DESCRIPTION OF THE TASK: Scan the records beneath this line for the line holding "PR #1102, opened 2021-03-10" and the line holding "--- a/app/models/main.py", then transcribe exactly those two and all lines between.

INPUT DATA:
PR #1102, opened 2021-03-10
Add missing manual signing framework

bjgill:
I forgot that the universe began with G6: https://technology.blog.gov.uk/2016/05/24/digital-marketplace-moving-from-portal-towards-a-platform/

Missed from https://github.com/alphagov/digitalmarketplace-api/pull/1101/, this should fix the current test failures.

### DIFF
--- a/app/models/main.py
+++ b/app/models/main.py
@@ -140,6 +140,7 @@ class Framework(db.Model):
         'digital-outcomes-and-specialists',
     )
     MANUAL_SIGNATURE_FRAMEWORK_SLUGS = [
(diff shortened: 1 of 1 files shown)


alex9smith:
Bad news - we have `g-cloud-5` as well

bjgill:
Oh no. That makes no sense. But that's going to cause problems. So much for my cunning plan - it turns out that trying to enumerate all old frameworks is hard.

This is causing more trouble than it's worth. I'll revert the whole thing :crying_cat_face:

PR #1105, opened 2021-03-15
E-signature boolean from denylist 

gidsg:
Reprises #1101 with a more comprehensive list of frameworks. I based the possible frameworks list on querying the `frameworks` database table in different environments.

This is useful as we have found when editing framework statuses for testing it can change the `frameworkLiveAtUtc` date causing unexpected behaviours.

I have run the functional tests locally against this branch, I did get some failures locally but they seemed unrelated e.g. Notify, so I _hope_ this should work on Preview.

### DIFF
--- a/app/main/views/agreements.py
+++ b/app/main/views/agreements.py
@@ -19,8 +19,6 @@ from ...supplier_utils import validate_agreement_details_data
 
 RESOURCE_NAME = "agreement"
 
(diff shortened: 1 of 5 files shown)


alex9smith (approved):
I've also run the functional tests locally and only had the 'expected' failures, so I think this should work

==

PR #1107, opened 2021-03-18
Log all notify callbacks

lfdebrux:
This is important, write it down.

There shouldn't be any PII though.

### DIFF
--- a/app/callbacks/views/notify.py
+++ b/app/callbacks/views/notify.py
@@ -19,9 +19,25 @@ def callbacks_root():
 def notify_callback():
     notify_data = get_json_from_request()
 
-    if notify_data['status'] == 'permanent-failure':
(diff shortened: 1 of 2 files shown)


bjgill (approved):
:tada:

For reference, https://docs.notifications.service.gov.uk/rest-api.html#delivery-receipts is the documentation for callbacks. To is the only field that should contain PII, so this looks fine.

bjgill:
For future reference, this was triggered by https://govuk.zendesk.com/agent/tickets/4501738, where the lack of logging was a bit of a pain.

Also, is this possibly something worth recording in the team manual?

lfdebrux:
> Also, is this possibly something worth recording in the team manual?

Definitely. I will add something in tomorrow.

ANSWER TO THE EXERCISE:
PR #1102, opened 2021-03-10
Add missing manual signing framework

bjgill:
I forgot that the universe began with G6: https://technology.blog.gov.uk/2016/05/24/digital-marketplace-moving-from-portal-towards-a-platform/

Missed from https://github.com/alphagov/digitalmarketplace-api/pull/1101/, this should fix the current test failures.

### DIFF
--- a/app/models/main.py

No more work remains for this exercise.